Temple & Webster’s online hardware offer

by | May 11, 2022

Temple & Webster, CEO Mark Coulter. Image source: www.smh.com.au

Typically known for specialising in furniture and homewares, Temple & Webster is now set to expand into the hardware market with the launch of its new online offer, ‘The Build’.

The online business is expected to steal market share from Bunnings and hardware independents with the ‘The Build’ tapping specifically into the Aussie home renovations market – valued at $12.3 billion last year alone, a recent Channel News report has said.

Temple & Webster Chief Executive Officer, Mark Coulter said in the report that the move from loose furnishings to fixed wall and floor products is a natural extension of the business.

“Bunnings and Mitre 10 are great retailers. Bunnings has done an amazing job to educate Australians about the benefits of DIY, renovating or doing design jobs – big or small. The market is very big.”

“It is still growing. There is definitely room for an online-only player which has the breadth of what we are planning across multiple categories to really be that first-stop shop, and provide customers with the convenience and value that the online channel has over stores,” Mr Coulter said in the report.

Costing over $2 million in launch costs so far, ‘The Build’ is expected to attract consumers who became more comfortable with online shopping throughout COVID.

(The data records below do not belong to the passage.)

PR #9133, opened 2026-03-25
mitigate CVE-2026-33671 via rush update --full

ben-polinsky:
Mitigate https://github.com/advisories/GHSA-c2c7-rcm5-vvqj 

rush update --full


ben-polinsky:
@grigasp could you approve when you get in?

“That underlying trend of the shift from offline to online is really driven by consumer preferences that are independent of those macro factors. There may be a period of potential inflation or slowing year-on-year growth. However, that underlying trend of people wanting to shop online, that is not going anywhere. We are really building as a business for the next generation to shop,” he said in the report.

The launch comes as Temple & Webster shares dropped by over 60 per cent since an August 30 high of $14.71. Despite the drop, Mr Coulter pointed out that he “stopped trying to understand the market many, many years ago” regarding the share woes.

“We are still delivering profitable growth. We have got a really great brand. We stand for something more than just price. I think this is about fundamentals, and you build a sustainable business, and I think the market will follow,” he said.